Issue #1466, opened 2026-06-30
🎯 rclone throughput parity — roadmap tracker


marmos91:
# 🎯 rclone throughput parity — roadmap tracker

Single-pane tracker for closing the throughput gap vs rclone across the four workload quadrants (upload/download × large/small file). Design: `.planning/2026-06-30-rclone-parity-roadmap.md`.

## Baseline (measured 2026-06-29, SCW VM fr-par → Cubbit, conc64)
| Quadrant | dittofs | rclone | ratio |
|---|---|---|---|
| Large-file UPLOAD | 337 Mbit/s (4MiB PUTs) | 402 (16MiB parts) | ~84% |
| Small-file UPLOAD (16K×64KiB) | ~0.5 MiB/s, inflight=1 | — | ✗ |
| DOWNLOAD (both) | not measured | — | ? |

Root cause: single-stream-over-WAN (1 stream = 25 Mbit; scales ~linearly with concurrency).

## Phases
- [x] **Concurrency** (large-file upload) — sustain inflight≈window. → #1432 (PR1 #1461, peak 1→24/24 proven)
- [x] **Drain timeout** — inactivity-bounded drain-uploads. → #1432 (PR2 #1460)
- [ ] **Phase 0 — parity benchmark harness + scorecard** (measurement first) → #1467
- [ ] **Unified object packing** — 16MiB packs close BOTH large-file (rclone-parity upload unit, keeps 4MiB dedup) AND small-file (coalescing). → #1414
- [ ] **Small-file write wall** — batched/async per-file commit (the ~64 files/s fsync ceiling; packing alone doesn't fix the write side). → #1416
- [ ] **Phase 4 — download/read parity** (unmeasured) → #1468
- [ ] *(conditional)* multipart upload for large objects — only if unified packing leaves a large-file gap.

## Honest expectation
PR1 → large-file ~84% of measured ceiling. Unified packing → large-file ~par AND small-file drain. + write-wall fix → small-file end-to-end par. Download: unknown until Phase 0.

marmos91:
The object-packing (#1414) and write-wall / batched-commit (#1416) levers in this roadmap are now delivered by the **blocks-only storage redesign** epic #1493 (supersedes #1414, subsumes #1416 via the single-transaction per-block commit). Tracking those two rows there; this roadmap stays the parity umbrella, and the Phase 0 harness (#1467) is how we validate #1493's write-path win.

marmos91:
[...]

PR #1579, opened 2026-07-07
perf(metadata): collapse redundant per-op GetFile on the read/write hot path

marmos91:
## Problem

Profiling the #1466 read benchmark (POP2-HC-32C, badger metadata) showed the NFS/SMB data path spends ~20–26% of read CPU in badger `GetFile` — not the KV get, but DittoFS's per-call `derivePath` (parent-edge walk, 2 badger gets per directory level) + full-struct `encoding/json` decode. It multiplied because each read op resolved the **same inode 2–3×**:

- `getFileOrError` (handler load)
- `PrepareRead` (permission gate, whose return v3 discarded)
- the permission path's own `store.GetFile`

## Change

Resolve the inode once per op, and skip work the hot path never uses:

- **By-`*File` permission checks** (`CheckReadPermissionFile`, `checkFilePermissionsFile`, `permissionResult`, `checkWritePermissionFile`): gate on the already-loaded file instead of re-fetching by handle. The by-handle `checkFilePermissions` now fetches once and delegates — logic is otherwise byte-for-byte identical.
- **`GetFileForRead`**: optional badger fast path that skips `derivePath` (NFS/SMB are handle-addressed; the read/getattr/write hot paths don't read `File.Path`). Other backends fall back to `GetFile`. Pending-write merge is shared (`mergePendingWrites`).
- **NFSv3 READ / SMB READ** drop `PrepareRead`'s redundant fetch and gate on the loaded file.
- **NFSv4** (READ / READ_PLUS / SEEK / COMMIT / VERIFY) use `GetFileForRead` where `File.Path` is unused.
- **WRITE**: `PrepareWrite` reuses its freshly-fetched file for the permission check **on a cache miss**; on a cache hit it keeps the fresh re-read — the pending-write file cache can be stale vs a concurrent `chmod`, and permission is a security boundary (unlike the explicitly-soft size/quota checks). Covers v3/v4/SMB since all writes funnel through `PrepareWrite`.

## Measured (read pprof, NFSv3 READ subtree — composition)

| cost | before | after |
-*-*-
*Exercise directions:*
Please show every line of the records that holds the word "Mbit".

*Exercise result:*
| Large-file UPLOAD | 337 Mbit/s (4MiB PUTs) | 402 (16MiB parts) | ~84% |
Root cause: single-stream-over-WAN (1 stream = 25 Mbit; scales ~linearly with concurrency).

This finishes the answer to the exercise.